然后我们可以用一个简单的字典理解来连接所有例子，如下所示:

	concatenated_examples = {
	k: sum(tokenized_samples[k], []) for k in tokenized_samples.keys()
	}
	total_length = len(concatenated_examples["input_ids"])
	print(f"'>>> Concatenated reviews length: {total_length}'")

	'>>> Concatenated reviews length: 951'

很棒，总长度检查出来了 — 现在，让我们将连接的评论拆分为大小为 block_size 的块。为此，我们迭代了 concatenated_examples 中的特征，并使用列表理解来创建每个特征的切片。结果是每个特征的块字典:

	chunks = {
	k: [t[i : i + chunk_size] for i in range(0, total_length, chunk_size)]
	for k, t in concatenated_examples.items()
	}

	for chunk in chunks["input_ids"]:
	print(f"'>>> Chunk length: {len(chunk)}'")

	'>>> Chunk length: 128'
	'>>> Chunk length: 128'
	'>>> Chunk length: 128'
	'>>> Chunk length: 128'
	'>>> Chunk length: 128'
	'>>> Chunk length: 128'
	'>>> Chunk length: 128'
	'>>> Chunk length: 55'

正如你在这个例子中看到的，最后一个块通常会小于最大块大小。
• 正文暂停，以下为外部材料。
PR #31, opened 2023-07-07
Feature/add error handler for callback

### LINKED ISSUE #32: Subscribe to feature refresh errors
I recently created a #31  to include a callback on error feature. I want an answer about this. I am ready to correct my pull request and add tests. Thank you)

AmirSalakhov94:
Hello. We want to use client-side Growthbook service call metrics. But a handler made for succesfully calls only would like to add an error handler as well. Here's the pull request, it's not claims to be the best solution. Thank you)

Closes #32

### DIFF
--- a/lib/src/main/java/growthbook/sdk/java/GBFeaturesRepository.java
+++ b/lib/src/main/java/growthbook/sdk/java/GBFeaturesRepository.java
@@ -98,9 +98,8 @@ public class GBFeaturesRepository implements IGBFeaturesRepository {
 
     /**
      * Subscribe to feature refresh events
-     * This callback is called when the features are successfully refreshed.
+     * This callback is called when the features are successfully or error refreshed.
      * This is called even if the features have not changed.
-     * This will not be called if fetching the features results in a failure.
      * @param callback  This callback will be called when features are refreshed
      */
     @Override
@@ -124,6 +123,7 @@ public class GBFeaturesRepository implements IGBFeaturesRepository {
             @Override
             public void onFailure(@NotNull Call call, @NotNull IOException e) {
                 // OkHttp will auto-retry on failure
+                self.refreshFailedCallbacks(e);
             }
 
             @Override
@@ -233,9 +233,8 @@ public class GBFeaturesRepository implements IGBFeaturesRepository {
 
             this.featuresJson = refreshedFeatures;
 
-            this.refreshCallbacks.forEach(featureRefreshCallback -> {
-                featureRefreshCallback.onRefresh(this.featuresJson);
-            });
+            this.refreshSuccessfullyCallbacks(this.featuresJson);
+
         } catch (IOException | DecryptionUtils.DecryptionException e) {
             e.printStackTrace();
 
@@ -246,7 +245,15 @@ public class GBFeaturesRepository implements IGBFeaturesRepository {
         }
     }
 
+    private void refreshSuccessfullyCallbacks(String featuresJson) {
+        this.refreshCallbacks
+                .forEach(featureRefreshCallback -> featureRefreshCallback.onRefresh(featuresJson));
+    }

有两种主要的策略来处理这个问题:

如果最后一个块小于 chunk_size, 请删除它。
填充最后一个块，直到其长度等于 chunk_size。

我们将在这里采用第一种方法，因此让我们将上述所有逻辑包装在一个函数中，我们可以将其应用于我们的标记化数据集:

	def group_texts(examples):
	# Concatenate all texts
	concatenated_examples = {k: sum(examples[k], []) for k in examples.keys()}
	# Compute length of concatenated texts
	total_length = len(concatenated_examples[list(examples.keys())[0]])
	# We drop the last chunk if it's smaller than chunk_size
	total_length = (total_length // chunk_size) * chunk_size
	# Split by chunks of max_len
	result = {
	k: [t[i : i + chunk_size] for i in range(0, total_length, chunk_size)]
	for k, t in concatenated_examples.items()
	}
	# Create a new labels column
	result["labels"] = result["input_ids"].copy()
	return result

注意，在 group_texts() 的最后一步中，我们创建了一个新的 labels 列，它是 input_ids 列的副本。我们很快就会看到，这是因为在掩码语言建模中，目标是预测输入批次中随机掩码的标记，并通过创建一个 labels 列，们为我们的语言模型提供了基础事实以供学习。

现在，让我们使用我们可信赖的 Dataset.map() 函数将 group_texts() 应用到我们的标记化数据集:

	lm_datasets = tokenized_datasets.map(group_texts, batched=True)
	lm_datasets

	DatasetDict({
	train: Dataset({
	features: ['attention_mask', 'input_ids', 'labels', 'word_ids'],
	num_rows: 61289
	})
	test: Dataset({
	features: ['attention_mask', 'input_ids', 'labels', 'word_ids'],
	num_rows: 59905
	})
	unsupervised: Dataset({
	features: ['attention_mask', 'input_ids', 'labels', 'word_ids'],
	num_rows: 122963
	})
	})

tokenized_datasets.map (group_texts, batched=True) 设置 batched=True 是不是将好几条数据一起处理，这样 group_texts 中进行数据的连接才有意义？

你可以看到，对文本进行分组，然后对文本进行分块，产生的示例比我们最初的 25,000 用于 train 和 test 拆分的示例多得多。那是因为我们现在有了涉及连续标记的示例，这些示例跨越了原始语料库中的多个示例。你可以通过在其中一个块中查找特殊的 [SEP] 和 [CLS] 标记来明确的看到这一点:

tokenizer.decode(lm_datasets["train"][1]["input_ids"])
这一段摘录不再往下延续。